Look at the entries below and restate word for word the lines from the first through the one that has "fn default_addresses() ->".
***** THE INPUT *****
PR #382, opened 2023-02-10
chore: manually provide ip addresses to index provider

b0xtch:
## Why

Autonat does not deterministically get the IP address of the node. 

## What

- Change domain to use public IP address

## Checklist

### DIFF
--- a/crates/ursa-rpc-service/src/config.rs
+++ b/crates/ursa-rpc-service/src/config.rs
@@ -5,7 +5,7 @@ use serde::{Deserialize, Serialize};
 pub struct ServerConfig {
     /// Public IP address of the node, eg. `/ip4/127.0.0.1`
     #[serde(default = "ServerConfig::default_addresses")]
-    pub addresss: Vec<Multiaddr>,
+    pub addresses: Vec<Multiaddr>,
     /// Port to listen on
     #[serde(default = "ServerConfig::default_port")]
     pub port: u16,
@@ -31,7 +31,7 @@ impl ServerConfig {
 impl Default for ServerConfig {
     fn default() -> Self {
         Self {
-            addresss: Self::default_addresses(),
+            addresses: Self::default_addresses(),
             port: Self::default_port(),
             addr: Self::default_addr(),
             origin: Default::default(),
--- a/crates/ursa-rpc-service/src/config.rs
+++ b/crates/ursa-rpc-service/src/config.rs
@@ -3,9 +3,9 @@ use serde::{Deserialize, Serialize};
 
 #[derive(Deserialize, Serialize, Debug)]
 pub struct ServerConfig {
-    /// Domain Multiaddress of the node, eg. `/dns/test-node.ursa.earth`
-    #[serde(default = "ServerConfig::default_domain")]
-    pub domain: Multiaddr,
+    /// Public IP address of the node, eg. `/ip4/127.0.0.1`
+    #[serde(default = "ServerConfig::default_addresses")]
+    pub addresss: Vec<Multiaddr>,
     /// Port to listen on
     #[serde(default = "ServerConfig::default_port")]
     pub port: u16,
@@ -17,8 +17,8 @@ pub struct ServerConfig {
 }
 
 impl ServerConfig {
-    fn default_domain() -> Multiaddr {
-        "/ip4/127.0.0.1/tcp/4069".parse().unwrap()
+    fn default_addresses() -> Vec<Multiaddr> {
+        vec!["/ip4/127.0.0.1".parse().unwrap()]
*****
> **FINAL ANSWER**:
PR #382, opened 2023-02-10
chore: manually provide ip addresses to index provider

b0xtch:
## Why

Autonat does not deterministically get the IP address of the node. 

## What

- Change domain to use public IP address

## Checklist

### DIFF
--- a/crates/ursa-rpc-service/src/config.rs
+++ b/crates/ursa-rpc-service/src/config.rs
@@ -5,7 +5,7 @@ use serde::{Deserialize, Serialize};
 pub struct ServerConfig {
     /// Public IP address of the node, eg. `/ip4/127.0.0.1`
     #[serde(default = "ServerConfig::default_addresses")]
-    pub addresss: Vec<Multiaddr>,
+    pub addresses: Vec<Multiaddr>,
     /// Port to listen on
     #[serde(default = "ServerConfig::default_port")]
     pub port: u16,
@@ -31,7 +31,7 @@ impl ServerConfig {
 impl Default for ServerConfig {
     fn default() -> Self {
         Self {
-            addresss: Self::default_addresses(),
+            addresses: Self::default_addresses(),
             port: Self::default_port(),
             addr: Self::default_addr(),
             origin: Default::default(),
--- a/crates/ursa-rpc-service/src/config.rs
+++ b/crates/ursa-rpc-service/src/config.rs
@@ -3,9 +3,9 @@ use serde::{Deserialize, Serialize};
 
 #[derive(Deserialize, Serialize, Debug)]
 pub struct ServerConfig {
-    /// Domain Multiaddress of the node, eg. `/dns/test-node.ursa.earth`
-    #[serde(default = "ServerConfig::default_domain")]
-    pub domain: Multiaddr,
+    /// Public IP address of the node, eg. `/ip4/127.0.0.1`
+    #[serde(default = "ServerConfig::default_addresses")]
+    pub addresss: Vec<Multiaddr>,
     /// Port to listen on
     #[serde(default = "ServerConfig::default_port")]
     pub port: u16,
@@ -17,8 +17,8 @@ pub struct ServerConfig {
 }
 
 impl ServerConfig {
-    fn default_domain() -> Multiaddr {
-        "/ip4/127.0.0.1/tcp/4069".parse().unwrap()
+    fn default_addresses() -> Vec<Multiaddr> {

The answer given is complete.